Total LNG sales increased sharply compared to 2020, up 24% for the quarter and 7% for the first nine months. The average LNG selling price increased by 38% compared to the previous quarter, benefiting on a lagged basis from the increase in the oil and gas price indexes on long-term contracts.

Downstream, TotalEnergies - Europe's biggest refiner - saw its average refining margin double in the third quarter of 2021 as fuel demand continued to recover in the region, but said higher energy costs had dented earnings from the sector.

The company's "variable cost margin" for its European refineries averaged USD20.5/mt, or about US2.8/b, in the third quarter, compared with USD10.2/mt in the previous quarter, it had said in an Oct. 15 trading statement.

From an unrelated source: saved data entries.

PR #3291, opened 2016-08-17
Ensure that 206 responses are never compressed

kanongil:
Since the `content-range` header relies on an unmodified entity response, we need to leave it alone.

### DIFF
--- a/lib/transmit.js
+++ b/lib/transmit.js
@@ -211,6 +211,7 @@ internals.transmit = function (response, callback) {
     let compressor = null;
     if (encoding &&
         length !== 0 &&
+        response.statusCode !== 206 &&
         response._isPayloadSupported()) {
 
         delete response.headers['content-length'];
--- a/test/transmit.js
+++ b/test/transmit.js
@@ -725,6 +725,27 @@ describe('transmission', () => {
             });
         });
 
+        it('skips compression for 206 responses', (done) => {
+
+            const server = new Hapi.Server();
+            server.connection();
+
+            const handler = function (request, reply) {
+
+                return reply('test').code(206);
+            };
+
+            server.route({ method: 'GET', path: '/', handler });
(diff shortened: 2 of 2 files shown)


hueniverse:
I don't see anything in the spec that forbids applying content encoding to a 206 response.

@mnot any advice?

kanongil:
@hueniverse 206 + `content-encoding` is indeed perfectly valid, and Inert supports this for pre-compressed files.

However, the current implementation doesn't work for dynamic responses, as the `content-range` header is determined based on the non-encoded representation. Once it is encoded, it is no longer valid (length doesn't match).

Also, I dont believe the compressed stream is actually guaranteed to be idempotent, which it needs to be in order to reliably stitch a complete response together.

hueniverse:
Should the range be calculated based on the encoded or raw payload? I'm too busy to dig up the spec.

mnot:
It's buried a bit. In http://httpwg.org/specs/rfc7233.html#header.content-range - 

> The "Content-Range" header field is sent in a single part 206 (Partial Content) response to indicate the partial range of the **selected representation** enclosed as the message payload, sent in each part of a multipart 206 response to indicate the range enclosed within each body part, and sent in 416 (Range Not Satisfiable) responses to provide information about the selected representation.

Emphasis mine. "Selected representation is defined in http://httpwg.org/specs/rfc7231.html#representations - 

> An origin server might be provided with, or be capable of generating, multiple representations that are each intended to reflect the current state of a target resource. In such cases, some algorithm is used by the origin server to select one of those representations as most applicable to a given request, usually based on content negotiation. This "selected representation" is used to provide the data and metadata for evaluating conditional requests [RFC7232] and constructing the payload for 200 (OK) and 304 (Not Modified) responses to GET (Section 4.3.1).

So, Content-Range is specifying a range of the result of any content negotiation, including encoding.

hueniverse:
Thanks @mnot!

PR #3319, opened 2016-08-26
Allow custom encoders to validate compression options

kanongil:
While implementing support for the new route level `compression` option in a custom encoder registered using `server.encoder()`, I realized that the current implementation either requires me to validate the compression options on each request, or trust that they are correct.

Since neither option is desirable, I created this PR to extend the API with an optional `schema` to allow the validation logic to be applied only once, when the route is created.

Let me know what you think?

Note that this only validates at the route level, and not at the connection level, since the connection already exits when adding the encoder.


hueniverse:
This still fails to validate routes added before the encoder/decoder is added. I need to think about other options.

hueniverse:
I like the idea but this is not the right solution.

Issue #2516, opened 2015-04-28
Assert when server.start() is called before server.register() is done


hulbert:
As far as I can tell, `server.register` doesn't wait for the previous plugin to call the next callback. This is pretty confusing since `next()` seems to imply it's safe to run async code in a plugin that a later plugin would be dependent on.

garthk:
Figured out in IRC @hulbert had not waited for `server.register` to call back before calling `server.start`. Could we have `start` throw an exception if someone tries that?

hulbert:
@garthk talked me through some of this on IRC; as a "new user" I'm hoping to just offer some general feedback about what's confusing:

1. AFAICT doing something like `server.register({ plugin: require('plugin1') }, { plugin: require('plugin2') }, callback)` means that plugin2 will wait on plugin1's `next()` call.

2. Doing the following means plugin2 will *not* wait on plugin1's callback

```
server.register({ plugin: require('plugin1') });
server.register({ plugin: require('plugin2') });
```

3. To register a plugin with a prefix, you can't pass an array to `server.register` because the prefix applies to all the plugins you're registering.

4. Because of this, to do sequential registration of plugins that require different prefixes you essentially need to enter callback hell (or promisify `server.register` which is what I've done).

Now, some of this may not matter since route registration isn't really async as far as I can tell. However, hopefully you can see the confusion with how plugin registration currently works. @garthk mentioned using `server.dependency` but this isn't mentioned in the tutorials so I didn't notice its existence. It also is unclear if it would be recommended to declare dependencies in routing-related plugins which could depend on almost all plugins (or any plugins that behave like middleware, like auth, response manipulation, etc)

Marsup:
I believe most people will use `glue` if they're uncomfortable with what you're calling callback hell.

danielb2:
@garthk   https://github.com/hapijs/hapi/blob/master/lib/plugin.js#L154  hapi already checks to make sure the last argument is a callback

garthk:
The examples implicitly guide new users to `server = new Server`. If we want them to use `glue`, we should tell them that.

hueniverse:
Is this a matter of the `register()` callback being optional?

garthk:
Not quite. The callback isn't optional, at least in 8.4 and 8.5: we assert `typeof callback === 'function'` in `Plugin.register`.

The problem is:

* We assume the user will wait for `server.register` to call back before attempting `server.start`
* The documentation and tutorials do not encourage them to do so
[...]

PR #3333, opened 2016-09-03
Fix flaw in tracking of plugin registration status

jmm:
Per #2516, `server.start()` is supposed to error when plugin registrations haven't completed. It's tracked with a boolean, which means that a later `server.register()` can clobber the value. Example:

```js
// Will work as intended:
server.register(syncPlugin);
server.register(asyncPlugin);
server.start();

// Won't:
server.register(asyncPlugin);
server.register(syncPlugin);
server.start();
```

This PR updates the relevant tests to cover that and changes the status variable to a counter to fix it.

Note that the basic relationship between `server.register()` and `server.start()` still lends itself to race conditions. It's not hard to get into a situation where things appear to be setup ok, but then sometimes some other aysnc prerequisite to calling `server.start()` will finish before plugin registration and `server.start()` will error. Example:

```js
// register some plugins

// When plugin registration wins the race, everything seems to be ok. When
// somethingAsync() does, server.start() will error.
somethingAsync()
.then(function () {
  return server.start();
});
```

You can keep track of it yourself, of course (that's what I'm doing now), but it's kind of a pain. I think it'd be nice to have something like this:

```js
// Promise that settles based on all plugin registrations that have already
// happened (maybe make additional calls to server.register throw after this):
server.ready()
.then(function () {
  return server.start();
})
```

### DIFF
--- a/lib/plugin.js
+++ b/lib/plugin.js
@@ -244,7 +244,7 @@ internals.Plugin.prototype.register = function (plugins /*, [options], callback 
         registrations.push(registration);
     }
 
-    this.root._registring = true;
+    this.root._registering++;
 
     const each = (item, next) => {
 
@@ -319,7 +319,7 @@ internals.Plugin.prototype.register = function (plugins /*, [options], callback 
 
     Items.serial(registrations, each, (err) => {
 
-        this.root._registring = false;
+        this.root._registering--;
         return Hoek.nextTick(callback)(err);
     });
 };
--- a/lib/server.js
+++ b/lib/server.js
@@ -50,7 +50,7 @@ exports = module.exports = internals.Server = function (options) {
     this._decorations = {};
     this._plugins = {};                                                             // Exposed plugin properties by name
     this._app = {};
-    this._registring = false;                                                       // true while register() is waiting for plugin callbacks
+    this._registering = 0;                                                           // > 0 while register() is waiting for plugin callbacks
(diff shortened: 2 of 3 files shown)


jmm:
I don't think the CI faiure is related to this PR. I was also getting some flaky results locally on master.

Marsup:
I just re-ran CI on master and your PR, it's working on master, more likely your PR is causing that.

hueniverse:
It's your job to serialize `server.register()` calls. They must be called one at a time.

jmm:
@hueniverse You should document that. I don't see anything in the docs that says you have to wait for each plugin registration to finish before starting any other.

@Marsup It's a moot point now for this PR, but I get intermittent test failures locally on master. I just ran it 6 times in a row and had 4 passes and 2 fails, including some of the same errors in the Travis builds:

```
499) Request _execute() handles aborted requests:

    Timed out (3000ms) - Request _execute() handles aborted requests
```

I can also run it on my PR branch and get passes with 100% code coverage.

devinivy:
For what it's worth, I like the spirit of this PR.  At minimum we should update the docs.

jmm:
Thanks @devinivy.

mk-pmb:
> @hueniverse You should document that. I don't see anything in the docs that says you have to wait for each plugin registration to finish before starting any other.

:+1: (or document here that the docs have been updated.)

If I'd read that requirement in the docs, my 1st thought would be to make a promise chain from my list of desired extensions. My 2nd thought would be why I'd have to do that in my code, considering the mission statement of Hapi.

The margin recovery, which remains below average 2019 levels, compares to minus USD2.7/mt in the year-earlier period when coronavirus lockdowns flipped TotalEnergies' reference margin into negative territory for the first time in over a decade.

Adjusted net operating income for the refining and chemicals segment rose sharply year on year to USD602 million in the third quarter, compared to a loss of USD88 million in the third quarter of 2020.

Crude throughputs in the third quarter, however, were little changed at 1.22 million b/d.

As MRC informed before, with its name change from Total to TotalEnergies amid its transition from fossil fuels, the major oil company is investing more in renewables and energy storage while decreasing emissions from its natural gas business.

We remind that TotalEnergies has recently inaugurated the extension of Synova in Normandy, the French leader in recycled polypropylene production. TotalEnergies is therefore doubling its mechanical recycling production capacity for recycled polymers, to meet growing demand for sustainable polymers from customers, such as Automotive Manufacturer (Auto OEM) and the construction industry.

According to MRC's ScanPlast report, PP shipments to the Russian market were 989,570 tonnes in the first eight months of 2021, up by 30% year on year. Deliveries of homopolymer PP and block-copolymers of propylene (PP block copolymers) increased, whereas shipments of injection moulding PP random copolymers decreased significantly.

TotalEnergies is a broad energy company that produces and markets energies on a global scale: oil and biofuels, natural gas and green gases, renewables, and electricity. The company rebranded itself from Total to TotalEnergies during Q2 2021. The French firm has announced allocating part of surplus revenues to share buybacks. Its 105,000 employees are committed to energy that is ever more affordable, clean, reliable and accessible to as many people as possible. Active in more than 130 countries, TotalEnergies puts sustainable development in all its dimensions at the heart of its projects and operations to contribute to the well-being of people.